▶ [WHAT THIS TASK INVOLVES]
In the data below, the answer is the run of lines from the line containing "new_unit_index = insert_at" through the line containing "return to_add", both included; print it exactly and nothing else.

▶ [ENTRIES SHOWN]
PR #5238, opened 2016-09-12
Optimization: use _ids and bulk_create in scorelog

phlax:
by using ids in scorelog the related models are not pulled from the db.

this PR also uses bulk_create for creating the scorelogs

### DIFF
--- a/pootle/apps/pootle_statistics/models.py
+++ b/pootle/apps/pootle_statistics/models.py
@@ -320,10 +320,18 @@ class Submission(models.Model):
     def save(self, *args, **kwargs):
         super(Submission, self).save(*args, **kwargs)
 
-        if self.needs_scorelog():
-            for score in ScoreLog.get_scorelogs(submission=self):
-                if 'action_code' in score and score['user'] is not None:
-                    ScoreLog.objects.create(**score)
+        if not self.needs_scorelog():
+            return
+
+        scorelogs_created = []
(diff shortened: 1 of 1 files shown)


pootle/apps/pootle_statistics/models.py
```diff
@@ -320,10 +320,18 @@ def get_submission_info(self):
...
-                    ScoreLog.objects.create(**score)
+        if not self.needs_scorelog():
+            return
+
+        scorelogs_created = []
+        for score in ScoreLog.get_scorelogs(submission=self):
+            if 'action_code' in score and score['user'] is not None:
+                if not isinstance(score["user"], models.Model):
+                    score["user_id"] = score["user"]
+                    del score["user"]
```
unho: This looks like handling a corrupt data situation. Shouldn't it be done in a data migration?

ta2-1:
@phlax I tested scorelog.save() is triggered.
GTM after merge with further cleanup https://github.com/phlax/pootle/pull/1.

pootle/apps/pootle_statistics/models.py
phlax: @unho no its not that - sometimes user is a real user and sometime just a pk - this works out which and adjusts the dictionary used to create

phlax:
closed in favour of https://github.com/translate/pootle/issues/5243

PR #5239, opened 2016-09-12
Use proxy unit for source_unit when updating from diff

phlax:
When StoreDiff creates its diff of changes the code then retrieves the source units individually (either from the file or the db) - although it already has the information required to update.

This PR uses a proxy class to update the unit without going back to db/fs

*this needs tests to ensure that a plural from a source db unit is updated correctly*

UPDATE: **added some tests to ensure that plural form units are added correctly when copied from db**

### DIFF
--- a/pootle/apps/pootle_store/diff.py
+++ b/pootle/apps/pootle_store/diff.py
@@ -32,6 +32,27 @@ class UnitDiffProxy(UnitProxy):
     def __ne__(self, other):
         return not self == other
 
+    def hasplural(self):
+        return (
+            self.source is not None
+            and (len(self.source.strings) > 1
+                 or getattr(self.source, "plural", None)))
+
+    def getnotes(self, origin=None):
+        return self.unit.get("%s_comment" % origin, "")
+
+    def getcontext(self):
+        return self.unit["context"]
+
+    def isfuzzy(self):
+        return self.unit["state"] == FUZZY
+
+    def isobsolete(self):
+        return self.unit["state"] == OBSOLETE
+
+    def getid(self):
+        return self.unit["unitid"]
+
 
 class DBUnit(UnitDiffProxy):
     pass
@@ -50,6 +71,9 @@ class FileUnit(UnitDiffProxy):
     @property
     def target(self):
         return multistring_to_python(self.unit["target"])
+
+    def hasplural(self):
+        return self.unit["hasplural"]
 
 
 class DiffableStore(object):
@@ -92,6 +116,7 @@ class DiffableStore(object):
             "source": unit.source,
             "target": unit.target,
             "state": state,
+            "hasplural": unit.hasplural(),
             "developer_comment": unit.getnotes(origin="developer"),
             "translator_comment": unit.getnotes(origin="translator")}
 
@@ -271,12 +296,16 @@ class StoreDiff(object):
     def get_units_to_add(self):
         offset = 0
         to_add = []
+        proxy = (
+            isinstance(self.source_store, models.Model)
+            and DBUnit or FileUnit)
+
         for (insert_at, uids_add, next_index_, delta) in self.insert_points:
             for index, uid in enumerate(uids_add):
-                source_unit = self.source_store.findid(uid)
-                if source_unit and source_unit.getid() not in self.target_units:
+                source_unit = self.source_units.get(uid)
+                if source_unit and uid not in self.target_units:
                     new_unit_index = insert_at + index + 1 + offset
-                    to_add += [(source_unit, new_unit_index)]
+                    to_add += [(proxy(source_unit), new_unit_index)]
             if delta > 0:
                 offset += delta
         return to_add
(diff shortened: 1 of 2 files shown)


pootle/apps/pootle_store/diff.py
```diff
@@ -251,10 +272,14 @@ def diff(self):
         """Return a dictionary of change actions or None if there are no
         changes to be made.
         """
-        diff = {"index": self.get_indexes_to_update(),
```
ta2-1: why can't we leave it as it was?

phlax: we can i was using `debug_sql` on it - thats why it changed

tests/models/translationproject.py
```diff
@@ -296,8 +300,16 @@ def test_tp_tool_update(po_directory, tp0, templates):
     tp0.stores.first().delete()
     tp0.stores.first().units.first().delete()
     unit = tp0.stores.first().units.first()
+    unit.source = multistring(["NEW TARGET", "NEW TARGETS"])
     unit.target = "NEW TARGET"
+    unit.context = "something-else"
     unit.save()
+    newunit = unit.__class__()
+    newunit.source = multistring(["OTHER NEW TARGET", "OTHER NEW TARGETS"])
+    newunit.target = "OTHER NEW TARGET"
```
dwaynebailey: Does this need some exercising around a multstring based target?

phlax: perhaps - although this is not something ever checked tested - the issue here was that the proxy class didnt have `hasplural` so would have failed when adding units to a store

phlax:
re queries - this PR increases db calls slightly - due to test changes. If we were testing more extensively with db updating it would have more impact on queries.

re timings - this PR seems to improve timings - altho these can be somewhat variable on a local system

before:

```
TESTS TOTAL test time: 195.282850981
TESTS TOTAL queries: 82177
```
after
```
TESTS TOTAL test time: 176.819938898
TESTS TOTAL queries: 82191
```

worth mentioning that this PR improves stability as much as performance - in that its not going back to the disk to check the units (i believe but i would need check that 100%)

pootle/apps/pootle_store/unit/proxy.py
```diff
@@ -39,3 +40,18 @@ def hasplural(self):
             self.source is not None
             and (len(self.source.strings) > 1
                  or getattr(self.source, "plural", None)))
+
+    def getnotes(self, origin=None):
+        return self.unit["%s_comment" % origin]
+
+    def getcontext(self):
```
ta2-1: @phlax have you considered to put these methods to DiffUnitProxy class?

phlax: i think they are useful for any unitproxy - no?

ta2-1: I used UnitProxy as base class but I didn't use any of its methods here
https://github.com/translate/pootle/pull/5202/commits/a56c885d290f12cda93cf25ff624bbbcb0775a54

phlax: fair point - im wondering if its useful outside of diff - here its used in the update too - and what we should call it

unho:
Commit "Add getcontext, hasplurals, isfuzzy, isobsolete and getid to UnitProxy" message doesn't match its changes.

pootle/apps/pootle_store/diff.py
```diff
@@ -32,6 +32,27 @@ def __eq__(self, other):
...
         return not self == other
 
+    def hasplural(self):
+        return (
+            self.source is not None
+            and (len(self.source.strings) > 1
+                 or getattr(self.source, "plural", None)))
+
+    def getnotes(self, origin=None):
+        return self.unit["%s_comment" % origin]
```
unho: How does this render in case no `origin` is specified? Perhaps it is better not to default to `None`?

phlax:
oops - need to move that method - and kill commit...

pootle/apps/pootle_store/diff.py
phlax: hm - i think it should return `""`

unho:
lgtm

pootle/apps/pootle_store/diff.py
```diff
@@ -271,12 +296,16 @@ def get_indexes_to_update(self):
...
+        proxy = (
+            isinstance(self.source_store, models.Model)
+            and DBUnit or FileUnit)
+
         for (insert_at, uids_add, next_index_, delta) in self.insert_points:
             for index, uid in enumerate(uids_add):
-                source_unit = self.source_store.findid(uid)
-                if source_unit and source_unit.getid() not in self.target_units:
+                source_unit = self.source_units.get(uid)
+                if source_unit and uid not in self.target_units:
```
ta2-1: uid ==  source_unit.getid() ?

phlax: yep

ta2-1:
lgtm

PR #5247, opened 2016-09-14
Implement an ISO 8601-aware `DateTimeField`

julen:
`ISODateTimeField` is a specialized `DateTimeField` which understands the ISO
8601 format. Unfortunately, Django's built-in field is not able to do so, even
if a custom input format is specified, mostly because Python 2 doesn't support
`%z` as a timezone marker.

This field is useful for forms dealing with strings coming from the client-side,
as they will conform to a simplification of the ISO 8601 format (defined in
ECMA-262).
This is what's produced by the `Date` object's `toJSON` method, as well as what
Django's (and hence Pootle's) JSON serializer generates. Note the `datetime`
object as parsed by the field  will add padding zeros to conform to 6-digit
milliseconds. Serializing will strip this down to 3 digits again.

Refs. http://www.ecma-international.org/ecma-262/5.1/#sec-15.9.1.15
Refs. https://code.djangoproject.com/ticket/11385

### DIFF
--- a/pootle/core/fields.py
+++ b/pootle/core/fields.py
@@ -1,0 +1,27 @@
+# -*- coding: utf-8 -*-
+#
+# Copyright (C) Pootle contributors.
+#
+# This file is a part of the Pootle project. It is distributed under the GPL3
+# or later license. See the LICENSE file for a copy of the license and the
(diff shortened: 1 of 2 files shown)


unho:
lgtm

PR #5251, opened 2016-09-15
Cleanup: try and stop travis updating stuff

phlax:
atm travis keeps reinstalling pytest, and py - trying to stop that...

### DIFF
--- a/.travis.yml
+++ b/.travis.yml
@@ -11,8 +11,13 @@ cache:
   directories:
     - pootle/static/js/node_modules
     - pootle/assets
+    - $HOME/virtualenv/python2.7.9/bin
     - $HOME/virtualenv/python2.7.9/lib
     - $HOME/virtualenv/python2.7/bin
+before_install:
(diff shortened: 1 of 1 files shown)


tox.ini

▶ [PROBLEM SOLUTION]
                     new_unit_index = insert_at + index + 1 + offset
-                    to_add += [(source_unit, new_unit_index)]
+                    to_add += [(proxy(source_unit), new_unit_index)]
             if delta > 0:
                 offset += delta
         return to_add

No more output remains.